La petite anecdote du Rez de Chaussée
Stéphane : L’été dernier, jour de canicule, dans le restaurant, deux couverts. On reçoit un coup de téléphone à 12h30 pour une réservation à 13h30. Quand tu n’as que deux couverts un midi, tu expliques aux gens que 13h30 ça fait un peu tard, donc on refuse. Un quart d’heure après, le téléphone sonne, le type me dit ; « on passera pas à 13 h 30, mais 13h, est ce que c’est possible? », et là je lui dis que oui. Je lui demande un nom pour la réservation, et il me dit : Guillaume Canet ». Pour rire en raccrochant, je dis dans le resto, « Guillaume Canet vient manger ce midi ». À 13h, on voit une tête qui passe la porte qui nous dit : « Ça vous dérange si on mange en terrasse ? » , c’était Marion Cotillard, avec Guillaume Canet et leurs enfants.
Le plat encore jamais mis à la carte ?
Stéphane : un poisson et une viande fumés
Guillaume : le filet de bœuf Wellington
Grég : les ris de veau
Votre resto « péché-mignon » ?
Guillaume : les Trois Cépages à Reuilly
Grég : la Pasta à Bourges
Stéphane : C’est un établissement qui je crois n’existe plus, c’était à Sidiailles, un restaurant sur pilotis dont j’ai oublié le nom depuis. C’était une petite carte avec les escargots en entrée, un steak frites en plat et une crème renversée en dessert. Ce qui m’ a marqué, c’est la mamie assise dans le fond de sa cuisine qui épluchait les patates pour faire des frites maison, avec un chat qui lui passait entre les jambes, et au final, c’était le meilleur steak frites de ma vie.

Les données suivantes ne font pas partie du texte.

PR #4933, opened 2022-12-02
Add version to R Syntax

boutinb:
Also 'data' and 'version' should be forbidden as option names.
Better handling of the option name, so that they don't conflict with each other, a formula name, or a reserved word.

### DIFF
--- a/Desktop/analysis/analysis.cpp
+++ b/Desktop/analysis/analysis.cpp
@@ -39,7 +39,7 @@ Analysis::Analysis(size_t id, Modules::AnalysisEntry * analysisEntry, std::strin
 	  _moduleData(		analysisEntry),
 	  _dynamicModule(	_moduleData->dynamicModule())
 {
-	if(moduleVersion == "" && _dynamicModule)
+	if(_moduleVersion.isEmpty() && _dynamicModule)
 		_moduleVersion = _dynamicModule->version();
 
 	if (data)
--- a/Desktop/analysis/analysis.cpp
+++ b/Desktop/analysis/analysis.cpp
@@ -30,17 +30,16 @@
 #include "utilities/reporter.h"
 
 Analysis::Analysis(size_t id, Modules::AnalysisEntry * analysisEntry, std::string title, std::string moduleVersion, Json::Value *data) :
-	  AnalysisBase(Analyses::analyses()),
+	  AnalysisBase(Analyses::analyses(), moduleVersion),
 	  _id(				id),
 	  _name(			analysisEntry->function()),
 	  _qml(				analysisEntry->qml().empty() ? _name : analysisEntry->qml()),
 	  _titleDefault(	analysisEntry->title()),
 	  _title(			title == "" ? _titleDefault : title),
-	  _moduleVersion(	moduleVersion),
 	  _moduleData(		analysisEntry),
 	  _dynamicModule(	_moduleData->dynamicModule())
 {
-	if(_moduleVersion == "" && _dynamicModule)
+	if(moduleVersion == "" && _dynamicModule)
 		_moduleVersion = _dynamicModule->version();
 
 	if (data)
@@ -391,7 +390,6 @@ Json::Value Analysis::asJSON(bool withRSource) const
 	analysisAsJson["rfile"]			= _rfile;
 	analysisAsJson["hasReport"]		= _hasReport;
 	analysisAsJson["progress"]		= _progress;
-	analysisAsJson["version"]		= _version.asString();
 	analysisAsJson["results"]		= _results;
 	analysisAsJson["status"]		= statusToString(_status);
 	analysisAsJson["options"]		= boundValues();
@@ -415,7 +413,7 @@ void Analysis::checkDefaultTitleFromJASPFile(const Json::Value & analysisData)
 	if(_title == oldTitleDefault && _titleDefault != oldTitleDefault)
 		_title = _titleDefault;
 
-	_oldVersion		= analysisData.get("preUpgradeVersion", _results.get("version", AppInfo::version.asString())).asString();
+	_preUpgraderVersion	= analysisData.get("preUpgradeVersion", _results.get("version", AppInfo::version.asString())).asString();
 }
 
 void Analysis::loadResultsUserdataAndRSourcesFromJASPFile(const Json::Value & analysisData, Status status)
@@ -450,9 +448,9 @@ void Analysis::setStatus(Analysis::Status status)
 		bool neededRefresh = needsRefresh();
 
 		TempFiles::deleteList(TempFiles::retrieveList(_id));
-		setVersion(AppInfo::version, true);
+		_wasUpgraded = false;
 
-		_moduleVersion = _dynamicModule->version();
+		_moduleVersion = _dynamicModule ?  _dynamicModule->version() : AppInfo::version;
 
 		if(neededRefresh != needsRefresh())
 			emit needsRefreshChanged();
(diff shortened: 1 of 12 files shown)


QMLComponents/controls/jaspcontrol.cpp
```diff
@@ -203,10 +206,22 @@ void JASPControl::componentComplete()
...
+		setUp();
+		setInitialized();
+	}
+	else if (!isDynamic)
+		// For statically build controls in a form, the form self will setup the controls when the form is completely loaded
+		// (by calling the AnalysisForm::setAnalysisUp function).
 		_form->addControl(this);
 	else
 	{
+		// The control is created dynamically, this is the case for row components.
```
JorisGoosen, line 222: 🙇

QMLComponents/rsyntax/rsyntax.cpp
```diff
@@ -155,7 +158,8 @@ QString RSyntax::generateWrapper() const
 \n\
 ";
 	result += _form->name() + "Wrapper <- function(\n";
-	result += FunctionOptionIndent + "data = NULL";
+	result += FunctionOptionIndent + "data = NULL\n";
+	result += FunctionOptionIndent + "version = \"" + tq(AppInfo::version.asString()) + "\"";
```
JorisGoosen: This is wrong, you need to use the version of the module

JorisGoosen (changes requested):

QMLComponents/rsyntax/rsyntax.cpp
```diff
@@ -85,7 +86,9 @@ QString RSyntax::generateSyntax() const
 		formulaSources.append(formula->modelSources());
 
 	result = _analysisFullName(true) + "(\n";
-	result += FunctionOptionIndent + "data = NULL";
+	result += FunctionOptionIndent + "data = NULL\n";
+	result += FunctionOptionIndent + "version = \"" + tq(AppInfo::version.asString()) + "\"";
```
JorisGoosen: as you should here

QMLComponents/analysisbase.h
```diff
@@ -27,6 +28,7 @@ class AnalysisBase : public QObject
 	virtual const std::string & module()									const	{ return emptyString;		}
 	virtual const std::string & name()										const	{ return emptyString;		}
 	virtual const std::string & title()										const	{ return emptyString;		}
+	virtual const Version & version()										const	{ return AppInfo::version;	}
```
JorisGoosen: Doesnt this mean that the versionnumbers in R-only mode will be totally wrong?

JorisGoosen: As in, with the current code all the stuff that has only access to AnalysisBase will always return whatever was the version of JASP when jaspBase gets compiled right?

Why not just add `_version` in AnalysisBase and not have an override in Analysis and then just make sure a value gets set into it.

JorisGoosen (changes requested):

JorisGoosen (changes requested):
This is better... Except for a crucial problem.

The moduleversion is stored in `_moduleVersion` and the JASP version is `_version` .
_version isnt really used in JASP anymore I think.

JorisGoosen:
In fact, "version" on Analysis is there basically only to load jaspfiles from pre 0.15 jasps

JorisGoosen:
Maybe add that as a comment to the definition of `_version` in Analysis (as there is no reason to have the jasp-version specified when running in pure R anyway)

Desktop/analysis/analysis.cpp
```diff
@@ -453,9 +448,9 @@ void Analysis::setStatus(Analysis::Status status)
 		bool neededRefresh = needsRefresh();
 
 		TempFiles::deleteList(TempFiles::retrieveList(_id));
-		setVersion(AppInfo::version, true);
+		_wasUpgraded = false;
 
-		_moduleVersion = _dynamicModule->version();
+		_moduleVersion = _dynamicModule ?  _dynamicModule->version() : AppInfo::version;
```
JorisGoosen, line 453: Why are you changing the behaviour?

JorisGoosen: this will all break loading old old files won't it?

JorisGoosen:
```suggestion
	_moduleVersion = _dynamicModule->version();
```

Desktop/analysis/analysis.cpp
```diff
@@ -394,7 +390,6 @@ Json::Value Analysis::asJSON(bool withRSource) const
 	analysisAsJson["rfile"]			= _rfile;
 	analysisAsJson["hasReport"]		= _hasReport;
 	analysisAsJson["progress"]		= _progress;
-	analysisAsJson["version"]		= _version.asString();
```
JorisGoosen, line 397: Its still useful to know which version of JASP was used to make an analysis right?

JorisGoosen: Especially as the dynamic module might be, you know, dynamic

Desktop/analysis/analysis.cpp
```diff
@@ -394,7 +390,6 @@ Json::Value Analysis::asJSON(bool withRSource) const
 	analysisAsJson["rfile"]			= _rfile;
 	analysisAsJson["hasReport"]		= _hasReport;
 	analysisAsJson["progress"]		= _progress;
```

Si tu devais changer le nom du Rez de Chaussée ?
Stéphane : « je crois entendre encore », une référence à l’opéra de Bizet, ou du moins une référence à la musique.
L’ingrédient qui ne sera jamais sur la carte du resto ?
Stéphane et Grég : LA CANNELLE !
T'as ti vu ce qu'en pense l'équipe ?
Il y d’abord les murs peints en noir jusqu’au plafond, puis du rock sur tous les murs, en cassettes, en CD, en Vinyles, qui résonne dans toute la salle. Ensuite, il y a la carte, qui vous fait douter de votre choix jusqu’au dernier moment, passant d’un plat à l’autre. Pour finir, les plats arrivent, et c’est toujours une agréable surprise, du dressage original et créatif, aux saveurs puissantes et raffinées. Ajoutez à ça un verre de vin sélectionné, un digestif arômatique et le moelleux du canapé au fond à droite. Aucun doute, vous êtes bien au Rez de Chaussée, là où la magie de Stéphane et de son équipe opèrent, le temps d’un moment suspendu entre Pink Floyd et un suprême de poulet jaune Orloff aux blettes et laitues crémeuses.